One of the most significant recent events for western Canadian oil was the completion of Enbridge’s 593-mile, $2.8 billion Flanagan South Pipeline, which is able to move up to 600,000 bbl/d from the Flanagan, Ill., hub to Cushing, Okla.; and Enterprise Product Partners LP’s looped Seaway Pipeline, with 450,000 bbl/d capacity from Cushing to the Jones Creek terminal near Freeport, Texas, on the Gulf Coast.

“Make no mistake about it: Canadian crude is in the game here on the Gulf Coast, and we will compete for space against waterborne imports,” Enbridge President and CEO Al Monaco said during a ceremony in Texas to mark the completion of the system.

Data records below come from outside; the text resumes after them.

PR #79, opened 2015-02-17
[Cleanup] Separate calcForcesEulerCompute into smaller functions

Aperion:
[Prepare] This is some cleanup used to integrate the new drivetrain changes

This separates calcForcesEulerCompute into seperate functions. I used the BES_START/BES_STOP as guide for new function sections.


Aperion:
@Hiradur from #62 
> Love these cleanups but do the function calls decrease performance? Maybe they should be inlined.

Technicaly adding function calls where non existed will always produce slower code.

Realistically it can lead to faster more mainainable code by understanding how it works, or even introducing different mechanisms. For example jump tables could be used for different beam types instead of nested branch code. 

Worrying about th performance of function calls is pre-optimizaton(i.e. the root of all evil), make it work, then make it fast.

Hiradur:
:+1:

> Realistically it can lead to faster more mainainable code by understanding how it works, or even introducing different mechanisms. For example jump tables could be used for different beam types instead of nested branch code.

I mean inlining with the 'inline' keyword. This wouldn't change readability at all. However, this would require more space in cache when working with threads which could lead to decreased performance which is why I said 'maybe' (ie profile first).

Aperion:
Ah. I think the inline keyword is more of a suggestion than a requirement
when used, so it's not guaranteed to be inline.

Hiradur:
This is correct. Only way to know for sure if the compiler inlined or not is to look at the assembler output. But it increases the probability that the compiler inlines the functions which may be a good thing since it may not know that these functions are the hotspot of the program.

Max98:
So when will this get merged?

Max98:
I see few mistakes in here, will fix them.

Max98:
Vehicles are exploding now, will try to see why.

Hiradur:
Looks similar to the OpenGL problem now, maybe it's a timing issue?

Max98:
It's timing, or calculations order.
Using OpenGL, when you spawn the Agora Bug, do the shocks explode?

Hiradur:
Before or after the cleanup? Before they sometimes broke but this didn't happen very often.

Max98:
Well, now they always break.

Hiradur:
I once replaced all approxsqrt/fastinvsqrt calls with std::sqrt() to see if it has an impact in performance and it created some anomalies in physics. Probably not related to this but I thought I'd share it anyway. I think we should use sqrt() everywhere, it decrease FPS a bit but its behaviour is deterministic.

Hiradur:
I think I found the problem: calcBeams is called twice: One time in calcForcesEulerCompute and once in calcForcesEulerPrepare. Commenting out in calcForcesEulerPrepare fixed it for me.

Max98:
Then you should merge the fix with upstream.

Hiradur:
I'd like Aperion to do it since there seems to be more duplicates like slidenodes etc.

Max98:
Yeah but Upstream is not usable at its current state and I believe the Aperion is busy for the moment.

only-a-ptr:
@Aperion : I like the idea of cleaning up the physics code, but please DO NOT merge it with upstream yet. At least not until we release 0.4.5. The current milestone, dubbed "NextStable" is aimed to stabilize the codebase after my changes to truck parsing and spawning. RoR hasn't had a stable release in ages and I'd really like to deliver one soon. Refactorings and breaking cleanups may come later. Please keep your work in your repository and release a test build on the forums if you want to do a proof-of-concept for something.

I'm also doing experimental cleanups and keeping them in my repo, see http://www.rigsofrods.com/wiki/pages/Programmers_%26_Projects#only_a_ptr

Current physics code is fragile. A slightest change in computation accuracy or timing may have fatal results. Myself, I'm carefully walking around it until I get better understanding. You may know the codebase better than me since you've been a contributor before, but the discussion after this merge suggests you've pushed in breaking changes. This puts the NextStable project at risk.

Max98:
So any fixes about this yet?

Aperion:
@only-a-ptr This should have only been a refactor, only a change to structure and not execution order.If the problem is calling calcBeams twice then it should be easy to find. 

Refactoring will always be uncertain without unit testing.

only-a-ptr:
@Aperion : OK, but my point stands: There's no reason to hurry with pushing refactors into the upstream. Please keep them in your branches until later time.
Right now, I'm using the BeamData.h as a pseudo unit test: I load a vehicle using both v0.4.0.7 codebase and upstream, and I print all Beam data using RigInspector class [/tools]. Doing changes to BeamData classes would break my workflow and cause the debugging to become utterly hard. Yes, I know you've only moved the code so far, but still.
Debugging vehicle support is difficult: old truck parser processed sections in undeterministic order, allowing many unexpected combinations. My parser uses deterministic order, thus breaking all the quirks which old content depended on. Example: half-baked support for named nodes, where half of the sections referred to named nodes by generated numbers.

“Canadian crude in the Gulf means energy security for North America. And when supply and demand are con- nected with the lowest-cost transportation by pipelines, that can only mean one thing—it’s good for consumers.”

Enbridge isn’t done. The Calgary-based company is in the midst of a C$34 billion (US$27.2 billion) infrastructure investment program.

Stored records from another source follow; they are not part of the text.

PR #93, opened 2015-02-23
Rearrangement of the files

Max98:
One could say that this way, the source is much more organized. There are still few things that I want to move there and here but I need to know what you guys think of this.

I suggest you to browse the repository rather than taking a look at the commits.


Aperion:
why do you seam tto always have such huge commits? they really need to be broken down.

Max98:
Yes, I'm aware of that, it's for the simple reason that I was switching too much between branches for some reasons and I was lazy to stash.. :P

PR #524, opened 2016-01-05
[Fix] Crash in Multiplayer due to out of bounds access

Bob-Z:
Fix flares out of bounds access detection.
Fixed in Beam::setCustomLightVisible and Beam::getCustomLightVisible.
This fix bug #459


tritonas00:
:+1:

Hiradur:
:+1:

“With Flanagan South and Seaway Twin now in service and the recent NEB decision on Line 9, we provided our shippers with 1.3 million bbl/d of low-cost access to attractive new markets with another 400,000 bbl/d on track for completion this year,” Monaco told analysts during the company’s conference call in early 2015.

“These are very good accomplishments in a tough permitting and regulatory environment.”

Commodity prices

The stubborn persistence of low energy commodity prices does not appear to worry Enbridge, either.

“We don’t expect that the current oil price environment will have much effect on us at all in the near and medium term and likely little effect in the longer term as well,” Guy Jarvis, president of the company’s liquids pipelines unit told analysts. “In fact, this is actually a conservative portrayal in that we assume three of the four new pipelines go ahead and are in serv- ice by 2020.”

Aux Sable Canada, a joint venture of Enbridge and Calgary-based Veresen Inc., recently completed its Channahon, Ill., NGL Extraction & Fractionation Facilities, about 50 miles southwest of Chicago. Fed by the Alliance Pipeline system, the facility’s capacity of 2.1 Bcf/d and 107,000 bbl/d of NGL products originate in western Canada’s Duvernay play. The company has announced an expansion of the fractionation capacity by an incremental 24,500 bbl/d that is expected to be online in mid-2016.